I quickly got out of my car when I saw that I had been daydreaming about Cata for too long again, and hurried up the stairs to the therapist's office after ringing the buzzer downstairs. I arrived at the practice and was greeted friendly by the receptionist, who made me fill out some forms before guiding me into the doctor's office. "Hello, Ferran" this guy in his mid-fourties greeted me as he shook my hand. "Hello" I simply replied and we sat down on two couches which were facing each other.
"Very well. I know this must have been a step to overcome, to come here and seek some kind of help, but I'm very glad you did. Athletes may look strong and buff on the outside, but on the inside, they're maybe even more fragile than others. So, I want you to know that this here is a safe space and you can talk about everything that's on your mind, no matter if football related, or private life-related, because in the end, everything is connected in our brain anyways" the doctor said friendly, making me feel at ease. I took a deep breath before starting to speak, not really sure where to start. But I had to start somewhere.
"Every time I shoot the ball and see it flying past the net... It's like something in me dies. And I feel like I'm crumbling after this season. My relationship came to an end, in my opinion because I wasn't coping well enough with the pressure, and I'm not even sure if I'll have a spot in the team next year or am being sold off." I muttered and the doctor nodded. "Why did you feel that your lack of coping with pressure cost you your relationship?" he asked. "Because I was relying on her building me up instead of doing that myself" I replied, convinced that this was the most pressing issue.

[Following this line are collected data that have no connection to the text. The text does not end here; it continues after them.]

PR #9485, opened 2025-05-09
[v2] Add support for chunking performance tests

aemous:
*Context:*

The main purpose of this PR is adding 'chunking' support to performance tests to enable sharding of the tests across parallel workers in a distributed workflow. The secondary purpose of this PR is to refactor the architecture of the performance testing code to make it easier to integrate more complex performance tests. The architectural decisions were led by implementing more complex RPCv2 CBOR performance test cases and observing points of friction.

*Description of changes:*

* Adds support for evenly chunking performance test cases and only running a specified chunk
* Implemented a `BaseBenchmarkSuite` class which defines the abstract functions that must be implemented to define new performance tests. The default performance test cases were abstracted out into a `JSONStubbedBenchmarkSuite` implementation.
* Modifications to `JSONStubbedBenchmarkSuite`
  * Modified `dimensions` format to require the usage of `name` and `value` keys to reflect the CloudWatch Metrics model.
  * Added support for writing binary content via a new `mode` key on `file_literals` definition.
* Abstracted code for serializing benchmarks results into its own `BenchmarkResultsSerializer` class. This makes it easier to override this class for one-off performance testing when a different output format is expected.
* Architectural changes to performance testing
  * Change `Summarizer` to return metric results in a new `Metric` data model, which includes additional data like description and unit.

*Description of tests:*

* Ran the default JSON stubbed tests via `./scripts/performance/run-benchmarks --num-iterations 20` and observed expected results.


scripts/performance/README.md
```diff
@@ -257,6 +257,9 @@ the specified contents.
       - Each element is an object with the following keys:
         - `name` (string): Name of the file to create
         - `content` (string): The contents of the file.
+        - `mode` (string) **(optional)**: The write mode to use for writing the
+file contents.
+          - Default: `w`
```
ashovlin, line 262: Is anything actually using this? It looks hardcoded below in `_create_file_with_size` and `begin_iteration`.

scripts/performance/run-benchmarks
```diff
@@ -41,4 +51,63 @@ if __name__ == "__main__":
...
+        ),
+    )
+    parsed_args = parser.parse_args()
+    if (
+        sum(
+            x is not None
+            for x in [parsed_args.num_chunks, parsed_args.chunk_id]
+        )
+        == 1
+    ):
```
ashovlin: Is this pattern common? For readability summing bools seems odd.

scripts/performance/tests/__init__.py
```diff
@@ -0,0 +1,24 @@
+class BaseBenchmarkSuite:
```
ashovlin: Do we need a base class if there's only one implementation of it? 

If keeping, could you add class-level comments when when someone would use this?

ashovlin (commented):
When I saw the new `/tests` directory, I thought those would be unit/integration/etc. tests for the performance framework. I'd rather keep in the top level if it's still just implementation.

scripts/performance/README.md
aemous: It is used in line 136 of `simple_stubbed_tests.py`

scripts/performance/tests/__init__.py
aemous: I like having this base class so that it forces us to implement our only test suite via a contract that we know is extendable to other use cases. This base class is meant to be used / extended for more complex performance test suites that are not easily representable in JSON or actually integrate with the service rather than stubbing a client.

I previously extended this base class to implement CBOR benchmarks for a couple other services, and those tests fit nicely against the functions on this base class.
Even though we won't ship those CBOR tests, they served to show locally that the function contract on this class is extendible/reusable.

I will add those class-level comments in the next iteration

scripts/performance/run-benchmarks
aemous: Agreed this is non-idiomatic, will revise.

scripts/performance/README.md
ashovlin: Oops, I just saw the `w` and thought it was hardcoded, but that's just the fallback.

ashovlin (approved):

"But it's not only a taking in a relationship. It's also a giving - it's not wrong to want a partner to be there for you in dark moments" he said and I sighed. "There's also... this other girl. I met her in Manchester almost two years ago now, nothing really happened, we met at a club and kissed, but I pushed her away when she told me she didn't want to lose her virginity on a one-night-stand, because... that's not how it should be. I thought I'd never see her again after that, but... she came to Barcelona and long story short, we met by chance again. Nothing happened, but something switched in me when I saw her again. I offered to tutor her in Catalan... She's coming to my place tomorrow" I blabbered. Talking about Cata was so easy and... made me happy.

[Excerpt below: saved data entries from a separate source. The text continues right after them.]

Issue #9372, opened 2025-03-17
`aws lambda wizard new-function` presents outdated list of runtimes


allanlewis:
### Describe the bug

The command `aws lambda wizard new-function` initially asks for a function name and then a runtime. The latter is presented as a combo box with a several options, many of which are obsolete.

### Regression Issue

- [ ] Select this option if this issue appears to be a regression.

### Expected Behavior

The list of runtimes should be the list of currently-supported runtimes.

### Current Behavior

The list of runtimes appears to be hard-coded here: https://github.com/aws/aws-cli/blob/fed31fc877fac05142ca632d31db135cb9ddf570/awscli/customizations/wizard/wizards/lambda/new-function.yml#L12-L37

### Reproduction Steps

Run `aws lambda wizard new-function` and open the list of runtimes.

### Possible Solution

Update `awscli/customizations/wizard/wizards/lambda/new-function.yml` dynamically such that it's consistent with the current list of runtimes.

### CLI version used

aws-cli/2.24.24 Python/3.12.9 Darwin/24.3.0 source/x86_64

### Environment details (OS name and version, etc.)

MacOS 15.3.1 (24D70)

RyanFitzSimmonsAK:
Hi @allanlewis, thanks for reaching out.  I've cut a PR to update the runtimes in the wizard.  I'll leave this open for tracking until it is merged.  Thanks for bringing this to our attention!

PR #9489, opened 2025-05-12
Update new-function.yml with current runtimes

RyanFitzSimmonsAK:
*Issue #, if available:*

https://github.com/aws/aws-cli/issues/9372

*Description of changes:*

Updated the runtimes in the new-function wizard to match the supported runtimes from https://docs.aws.amazon.com/lambda/latest/dg/lambda-runtimes.html


allanlewis (commented):
This looks like it will solve the immediate issue but surely the wizard could get the list of runtimes dynamically?

Also, given the underlying issue, is this wizard even much used? Could it be deprecated after this change?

"Ok, maybe we want to slow down a bit here. You just came out of a relationship and since you haven't said one bad word about your ex, I gather you did love her sincerely. So you need time to heal. Getting involved with another girl wouldn't be fair to her and would only hurt you, because you aren't ready for a new relationship yet. You'll end up hurting her involuntarily, because you yourself are still hurt too. And nothing comes easier to hurt people than hurting others" the therapist explained and I nodded, burying my head in my hands.
"I just... I can't stay away from her. She makes me feel... good. Wanted. Everything is easy with her." I blurted out. "I'm not saying you should stay away from someone who makes you feel good. But maybe try... being friends at first, no hurrying into anything. Build a strong and solid base with her on which you can build if... someday something more blossoms" he replied and smiled at me. "You're right. Being friends sounds good, but... I don't want to lead her on, keep her waiting. She deserves someone who makes her feel like she makes me feel..." I mumbled.

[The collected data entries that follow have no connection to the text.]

PR #9494, opened 2025-05-14
Provide ETag to transfer manager

hssyoo:
Companion PR to https://github.com/boto/s3transfer/pull/345

The S3 transfer manager will call HeadObject during a download if object size and ETag are not provided. To avoid a double HeadObject, this PR updates the high level S3 library to provide the ETag when it makes its own initial HeadObject request.


nateprewitt (changes requested):
After we release the s3transfer update, we need to raise the floor on s3transfer with this change. Otherwise, this is going to be potentially breaking for anyone not updating to the latest version of s3transfer.

nateprewitt (approved):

"Friendship isn't a one-way street. Give her back something if she makes you feel as happy as you just described it to me. Be it your time, be it finding out her hobbies and joining her in doing that. I'm sure you will find something to bond over. Just make it be something else than football... you could use the change" he chuckled and I softly laughed too. "I will" I replied and couldn't wait for tomorrow to come around and get to know Cata better. I wanted to know everything about her, I wanted her to be a book I would read with time, discovering new things on every page. And then I would re-read it a million times again, just because of the plot.